Your goal:
Of the lines in the data below, write out exactly those from the one holding "2. There are" through the one holding "Because of these", both included.

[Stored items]
PR #411, opened 2022-01-20
Logging: do not set ROOT level to ALL

eolivelli:
Motivation:
During some Pulsar performance tests I have observed some significant hotspots in Pulsar client code (especially in the code that deals with writing and reading to/from the network) due to the fact that "logger.isDebugEnabled()" and "logger.isTraceEnabled()" returns always true. This fact in turn triggers the execution of "logger.debug()" and "logger.trace()", that needs a good amount of method calls and memory allocations that we want to prevent especially in the hottest paths.

The reason is that the ROOT logger in NB is configured with Level.ALL.

Changes:

Configure the ROOT logger the same way as the File level, this is because the fileLevel is supposed to show more than the console.
We already have a getEffectiveFileLevel() that computes the most verbose (specific in log4j2 terms) logger level.

Testing:
I have tested manually this patch, with these results:
1. running NB without flags results in fileLevel/rootLevel: INFO, consoleLevel: WARN
2. running NB with '-v' corresponds to fileLevel/rootLevel: INFO, consoleLevel: INFO
3. running NB with '-vv' corresponds to fileLevel/rootLevel: DEBUG, consoleLevel: DEBUG
4. running NB with '-vvv' corresponds to fileLevel/rootLevel: TRACE, consoleLevel: TRACE

I have verified that internally the code sees the expected answers to isDebugEnabled() and isTraceEnabled() according to the requested level from the CLI.

### DIFF
--- a/engine-core/src/main/java/io/nosqlbench/engine/core/logging/LoggerConfig.java
+++ b/engine-core/src/main/java/io/nosqlbench/engine/core/logging/LoggerConfig.java
@@ -66,7 +66,6 @@ public class LoggerConfig extends ConfigurationFactory {
     private final String logfilePattern = DEFAULT_LOGFILE_PATTERN;
     private NBLogLevel fileLevel = NBLogLevel.DEBUG;
 
-    public static final Level ROOT_LOG_LEVEL = Level.ALL;
     private Map<String, String> logLevelOverrides = new LinkedHashMap<>();
     private Path loggerDir = Path.of("logs");
     private String sessionName;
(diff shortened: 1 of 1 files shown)


engine-core/src/main/java/io/nosqlbench/engine/core/logging/LoggerConfig.java
```diff
@@ -116,9 +115,20 @@ Configuration createConfiguration(final String name, ConfigurationBuilder<BuiltC
...
+
+        // configure the ROOT logger the same way as the File level
+        // this is because the fileLevel is supposed to show more than the console
+
+        // therefore, it is very important that the ROOT level is as much specific as possible
+        // because NB code and especially third party libraries may rely on logging guards (if logger.isDebugEnabled())
+        // to reduce memory allocations and resource waste due to debug/trace logging
+        // if you set ROOT to ALL or to TRACE then you will trigger the execution of trace/debugging code
+        // that will affect performances and impact on the measurements made with NB
+        Level rootLoggingLevel = fileLevel;
```
lhotari, line 130: wouldn't `rootLoggingLevel` have to be either `fileLevel` or `consoleLevel`, picking the finer grain one?

lhotari, line 130:
```suggestion
        Level rootLoggingLevel = fileLevel.intLevel() > consoleLevel.intLevel() ? fileLevel : consoleLevel;
```

lhotari (changes requested):

engine-core/src/main/java/io/nosqlbench/engine/core/logging/LoggerConfig.java
lhotari: Oh sorry, I didn't notice your comment "We already have a getEffectiveFileLevel() that computes the most verbose (specific in log4j2 terms) logger level."

lhotari: This is fine.

lhotari: not needed since "We already have a getEffectiveFileLevel() that computes the most verbose (specific in log4j2 terms) logger level."

lhotari (approved):
LGTM

engine-core/src/main/java/io/nosqlbench/engine/core/logging/LoggerConfig.java
eolivelli: it is already computed...see here:
```
private NBLogLevel getEffectiveFileLevel() {
        if (fileLevel.isGreaterOrEqualTo(consoleLevel)) {
            return fileLevel;
        } else {
            return consoleLevel;
        }
    }
```

jshook (commented):
I think this looks good.

PR #412, opened 2022-01-25
Pulsar: support Schema.AUTO_CONSUME() and support KeyValue for RTT tracking feature

eolivelli:
Modifications:
- support schema.type=AUTO_CONSUME
- unwrap the "value" inside the KeyValue structure for the RTT tracking


eolivelli:
@jshook we need this and possibly a release on the 4.15.x release line (4.15.84?)

could you please take a look ?
I tested this with @mfleming

PR #419, opened 2022-02-03
implement driver-cql-scylla-shaded

dkropachev:
Implement driver for [ScyllaDB](https://www.scylladb.com/), which similar to `driver-cqld3-shaded`, but have some syntax difference and using [scylla java driver](https://mvnrepository.com/artifact/com.scylladb/scylla-driver-core)


jshook (commented):
@dkropachev Thanks for the PR. We need to talk about the upcoming nosqlbench changes in order to do it right. I'll start an issue for discussion. (We're working on removing shaded and older driver versions entirely from the project once the j17-preview branch is ready, so some adjustments need to be made.)

jshook:
@dkropachev I've added #421 as a way to explain and discuss what needs to be done for an effective PR. Here are the current options that I can think of:
1) merge this after review, with separate work to occur on the j17-preview branch.
2) Prepare a driver on the j17-preview branch.
3) Use the CQLd4 driver on the j17-preview branch.

In any case, we won't be using shading on the main branch once the j17-preview branch is ready for merge. Perhaps we need to talk about the specific differences you have in client behavior and why it has to be a different _re-instanced_ copy of a whole driver tree.

dkropachev:
> @dkropachev I've added #421 as a way to explain and discuss what needs to be done for an effective PR. Here are the current options that I can think of:
> 
> 1. merge this after review, with separate work to occur on the j17-preview branch.
> 2. Prepare a driver on the j17-preview branch.
> 3. Use the CQLd4 driver on the j17-preview branch.
> 
> In any case, we won't be using shading on the main branch once the j17-preview branch is ready for merge. Perhaps we need to talk about the specific differences you have in client behavior and why it has to be a different _re-instanced_ copy of a whole driver tree.

Regarding differences, in major part `Datastax` and `ScyllaDB` drivers are similar, but there are crucial differences:
1. ScyllaDB supports shard awareness, meaning that driver holds separate connection to each shard and also have special logic that allows it to know to which exactly shard query should go, which allows it to send queries directly to the shard, skipping coordinator. This feature optimize network usage inside the cluster and make it more productive.
2. There are some features that exist in Datastax and do not exist in ScyllaDB, which is could be disabled via ANTLR syntax schema. One example is stored FUNCTIONS
3. There are some features that do not exist in Datastax and exist in ScyllaDB, such as a. Caching control ([BYPASS CACHE](https://docs.scylladb.com/getting-started/dml/#bypass-cache), and disable cache per table) and b. [ICS](https://www.scylladb.com/2021/04/28/incremental-compaction-2-0-a-revolutionary-space-and-write-optimized-compaction-strategy/)

Because of these differences I think that It would be better to keep both drivers separately.
Regarding `new driver API`, I do not want to put an extra work on you, so, If `new driver API`/`j17-preview` is far from been ready, that it would be great to have this PR merged and later prepare driver using new API on `j17-preview`.
At worst you will merge `j17-preview` to `main` without `ScyllaDB` driver.

Regarding testing, I will take a look at what you have there and do similar things on this driver, also If you have `testing protocol` beside code, let me know, I will follow it to make sure it is fully functional.

What is the status of `j17-preview`, is `cqld4` functional there ? Can I start looking at it ?

jshook:
@dkropachev Yes, the cqld4 driver is functional. The key APIs to look at are DriverAdapter and its implementations. You'll find a different set of supporting types that I would have called "missing tools." If you study the Cqld4DriverAdapter and the DynamoDBDriverAdapter, you'll see how they are used. Specifically, these types are all more targeted and prescriptive around how to construct ops: DriverAdapter, OpMapper, OpDispenser, and ParsedOp. Also, native driver state (the object graph) associated with an instance of a driver must now live in a DriverSpaceCache (which can be initialized as needed via a DriverAdapter delegate method).

If you study the two initial implementations above, it should start to make sense. Ideally these are all in a developer docs site soon with some supporting examples. 

If you are ok with using the j17-preview branch, I think it will save us both effort, since the API changes are causing some structural divergence from main.

dkropachev:
> @dkropachev Yes, the cqld4 driver is functional. The key APIs to look at are DriverAdapter and its implementations. You'll find a different set of supporting types that I would have called "missing tools." If you study the Cqld4DriverAdapter and the DynamoDBDriverAdapter, you'll see how they are used. Specifically, these types are all more targeted and prescriptive around how to construct ops: DriverAdapter, OpMapper, OpDispenser, and ParsedOp. Also, native driver state (the object graph) associated with an instance of a driver must now live in a DriverSpaceCache (which can be initialized as needed via a DriverAdapter delegate method).
> 
> If you study the two initial implementations above, it should start to make sense. Ideally these are all in a developer docs site soon with some supporting examples.
> 
> If you are ok with using the j17-preview branch, I think it will save us both effort, since the API changes are causing some structural divergence from main.

Great, what do you think of the merging this PR into `master` and creating an issue and separate PR to implement scylla driver support on `j17-preview` ?

jshook:
I'm ok with that, however the goal is to merge j17-preview into main very soon. So that shifts the focus to the j17-preview implementation, since you would lose access to the driver without it. However, getting this into a current release would allow it to be used even if you version locked to a specific release. So I suppose both are valid.

dkropachev:
> I'm ok with that, however the goal is to merge j17-preview into main very soon. So that shifts the focus to the j17-preview implementation, since you would lose access to the driver without it. However, getting this into a current release would allow it to be used even if you version locked to a specific release. So I suppose both are valid.

@jshook , could you please take a look at - https://github.com/nosqlbench/nosqlbench/pull/427

jshook:
Closing this in lieu of the approach described in #427 . Shaded artifacts will not be included by default in the main NoSQLBench artifacts, although externally hosted drivers can be loaded at runtime using the steps described there.

PR #498, opened 2022-03-08
Update aplv2 jdbc

jshook:
@szimmer1 Do you approve adding the APLv2 license to these files and assigning copyright to the NoSQLBench project?
I'm cleaning up missing license files.


szimmer1:
Yes, go ahead thanks for adding

PR #565, opened 2022-04-05
Pulsar: fix race in creating Pulsar Consumer and upgrade to Pulsar 2.8.3

eolivelli:
**Motivation**

If you start the Pulsar Driver, PulsarConsumerOp, with multiple threads you end up in creating multiple Consumers but then you are going to use only one of them.
This is a problem in case of Pulsar SHARED or KEY_SHARED subscriptions, because the zombie Consumer will pre-fetch messages that won't ever be processed, an so NB will never be able to fully consume a topic

**Changes**

- Use "computeIfAbsent"
- Upgrade Pulsar Client to 2.8.3 (not strictly needed)

### DIFF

Reply to the exercise:
2. There are some features that exist in Datastax and do not exist in ScyllaDB, which is could be disabled via ANTLR syntax schema. One example is stored FUNCTIONS
3. There are some features that do not exist in Datastax and exist in ScyllaDB, such as a. Caching control ([BYPASS CACHE](https://docs.scylladb.com/getting-started/dml/#bypass-cache), and disable cache per table) and b. [ICS](https://www.scylladb.com/2021/04/28/incremental-compaction-2-0-a-revolutionary-space-and-write-optimized-compaction-strategy/)

Because of these differences I think that It would be better to keep both drivers separately.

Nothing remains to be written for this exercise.